During August 2021 and June 2023, respectively, the Company amended its Revolving Credit Facility to transition from Sterling LIBOR reference rates to Sterling Overnight Interbank Average Rate SONIA reference rates and from U.S. LIBOR reference rates to SOFR reference rates. The Company applied the optional expedients in ASC 848, Reference Rate Reform, to these modifications driven by reference rate reform, accounting for the modifications as a continuation of the existing contracts. Therefore, these modifications did not require remeasurement at the modification date or a reassessment of previous accounting determinations. As such, the change in reference rates did not have an impact on the Company’s consolidated financial statements.
On January 5, 2023, the Company entered into a new $250 million term loan facility to fund the divestiture of MSA LLC, a wholly owned subsidiary. Under the agreement, the Company may elect either BASE or an interest rate based on SOFR. The Company pays a credit spread of 0 to 200 basis points based on the Company's net EBITDA leverage ratio and elected rate. The Company had a Term Loan interest rate of 6.45% as of December 31, 2023.

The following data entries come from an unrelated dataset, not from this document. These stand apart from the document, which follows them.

PR #3836, opened 2022-09-01
Reduce connectivity checks

mdegat01:
## Proposed change

Reviewing [this thread](https://community.home-assistant.io/t/how-to-throttle-supervisors-version-check) I noticed there was quite an excessive number of DNS requests to `checkonline.home-assistant.io` in my own DNS server. After some digging I realized the primary source of these was actually Network Manager.

It turns out when you do `nmcli networking connectivity check` (equivalent to our host internet test) Network Manager does a DNS query to the connectivity URI twice per interface (ipv4 and ipv6). And that includes all the `veths` created for docker containers. This was 30+ identical DNS requests in the same second for the same domain for me. We only do a connectivity check every 10 minutes but this adds up quickly.

On the other hand, Network Manager's automated connectivity test on its defined interval is very reasonable. It seems to simply test the real network interfaces (not the veths). So that is two queries every 5 minutes for me. And based on discussion with @agners even that may be reduced in an upcoming release of Network Manager due to [this commit](https://gitlab.freedesktop.org/NetworkManager/NetworkManager/-/commit/c1682b2556b5895b48215c7957173d4fc72530ed) (since I don't currently use ipv6 and we think most of this is due to the fallback). I'm not entirely sure why the automated and manual checks are so different but it seems better to rely on Network Manager's automation around this anyway.

So this PR changes up the logic. We only force Network Manager to do an immediate connectivity test at two times:
1. Call to `POST /network/reload`
2. Call to `POST /network/interface/<interface>/update`

All other times we simply check the result of Network Manager's last connectivity test rather then triggering one ourselves.

In addition we don't have a scheduled connectivity check task. Instead when a job requires host or system connectivity we check it. Supervisor's check remains throttled so it only makes a request to `checkonline.home-assistant.io` if the last one failed or its been more then 10 minutes since the last one as it was before.

## Type of change

- [ ] Dependency upgrade

## Additional information

- This PR is related to issue: https://community.home-assistant.io/t/how-to-throttle-supervisors-version-check
- Link to documentation pull request: https://github.com/home-assistant/home-assistant.io/pull/23988
- Link to cli pull request:

## Checklist


supervisor/host/network.py
```diff
@@ -82,15 +82,16 @@ def dns_servers(self) -> list[str]:
 
         return list(dict.fromkeys(servers))
 
-    async def check_connectivity(self):
+    async def check_connectivity(self, *, force: bool = False):
         """Check the internet connection."""
         if not self.sys_dbus.network.connectivity_enabled:
+            self.connectivity = None
```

The Revolving Credit Facility, Term Loan Facility, Prudential Note Agreement and NYL Note Facility require the Company to comply with specified financial covenants, including a requirement to maintain a minimum fixed charges coverage ratio of not less than 1.50 to 1.00 and a consolidated leverage ratio not to exceed 3.50 to 1.00; except during an acquisition period, defined as four consecutive fiscal quarters beginning with the quarter of acquisition, in which case the consolidated net leverage ratio shall not exceed 4.00 to 1.00; in each case calculated on the basis of the trailing four fiscal quarters. In addition, the agreements contain negative covenants limiting the ability of the Company and its subsidiaries to incur additional indebtedness or issue guarantees, create or incur liens, make loans and investments, make acquisitions, transfer or sell assets, enter into transactions with affiliated parties, make changes in its organizational documents that are materially adverse to lenders or modify the nature of the Company's or its subsidiaries' business. All credit facilities excluded MSA LLC prior to the divestiture of this subsidiary on January 5, 2023, as discussed further in Note 20.
As of December 31, 2023, MSA was in full compliance with the restrictive covenants under its various credit agreements.
Approximate maturities on our long-term debt over the next five years are $26.5 million in 2024, $32.8 million in 2025, $256.1 million in 2026, $32.8 million in 2027, $32.8 million in 2028 and $223.3 million thereafter.
The Company had outstanding bank guarantees and standby letters of credit with banks as of December 31, 2023, totaling $9.1 million, of which $1.1 million relate to the senior revolving credit facility. The letters of credit serve to cover customer requirements in connection with certain sales orders and insurance companies. The Company is also required to provide cash collateral in connection with certain arrangements. At December 31, 2023, the Company has $2.0 million of restricted cash in support of these arrangements.